Wieso sollst Du für den schlechten Strom und die Spannungsspitzen beim Kunden haften, dann müßtest Du ja einen Blitzschutz in die Anlage einbauen*ROFL*

Wenn die Anlage einen bestimmten Betriebsspannungsbereich aufweist und der kann kundenseitig nicht eingehalten werden dann muß doch der Kunde für einen ordentlichen Filter sorgen, oder nicht?


----------



## h.scholli (29 Dezember 2008)

Hallo

es gibt unterschiedliche USV, siehe  http://www.elektronik-kompendium.de/sites/grd/0812171.htm

Gerade die Online - USV ist da sehr zu empfehlen,
aber wenn das im Lastenheft des Kunden nicht eindeutig gefordert wurde, hat er wohl schlechte Karten.

h.scholli


----------



## Ludewig (29 Dezember 2008)

Ein Blitzschutz ist übrigens nach meinem Verständnis ein Bauteil, das ich im Gegensatz zur USV bei Bedarf auch unaufgefordert einbauen muss. Den Bedarf (ich komme aus dem Stahlwasserbau) muss ich auch im Zweifel selbst ermitteln. Daher haben wir keine Anlage ohne BS ausgeliefert, wohl aber ohne USV.

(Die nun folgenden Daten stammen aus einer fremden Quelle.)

PR #7154, opened 2025-10-03
fix(sdk-coin-iota): update transaction and block hash validation

parasgarg-bitgo:
Ticket: WIN-7458

TICKET: WIN-7458

### DIFF
--- a/modules/sdk-coin-iota/src/lib/constants.ts
+++ b/modules/sdk-coin-iota/src/lib/constants.ts
@@ -1,7 +1,7 @@
 export const IOTA_ADDRESS_LENGTH = 64;
-export const IOTA_TRANSACTION_ID_LENGTH = 64;
-export const IOTA_BLOCK_ID_LENGTH = 64;
-export const IOTA_SIGNATURE_LENGTH = 128;
+export const IOTA_TRANSACTION_DIGEST_LENGTH = 32;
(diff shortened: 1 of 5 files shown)


mullapudipruthvik (approved):

modules/sdk-coin-iota/src/lib/constants.ts
```diff
@@ -1,7 +1,7 @@
 export const IOTA_ADDRESS_LENGTH = 64;
-export const IOTA_TRANSACTION_ID_LENGTH = 64;
-export const IOTA_BLOCK_ID_LENGTH = 64;
-export const IOTA_SIGNATURE_LENGTH = 128;
+export const IOTA_TRANSACTION_DIGEST_LENGTH = 32;
+export const IOTA_BLOCK_DIGEST_LENGTH = 32;
+export const IOTA_SIGNATURE_LENGTH = 64;
```
hitansh-madan, line 4: Maybe it's better to call it something like `IOTA_TRANSACTION_DIGEST_BYTES_LENGTH` so that it's more explicit & less confusing

hitansh-madan (approved):

modules/sdk-coin-iota/src/lib/constants.ts
parasgarg-bitgo: Will address this along with changes for tx building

Eine USV muss ich nur dann unaufgefordert einbauen, wenn meine Anlage bei Netzproblemen gefährliche Zustände einnehmen kann. 

Ist die schlechte Netzqualität Vertagsinhalt beim Verkauf gewesen?


----------



## MSB (29 Dezember 2008)

Also für eine heiße Diskussion finde ich die Angaben des Fragestellers ein wenig dürftig.

Was hattest du für eine SPS (Hersteller, Typ)?
Wie wurde die versorgt (230V oder 24V)?
Falls 24V, welches Netzteil ist verbaut (Trafo oder Schaltnetzteil)?
Falls 230V, kamen die für die SPS direkt aus dem Netz, oder über einen Steuertrafo?

Zum Trenntrafo, war da einer verbaut, oder ist das jetzt "nur" das einzige was du kennst?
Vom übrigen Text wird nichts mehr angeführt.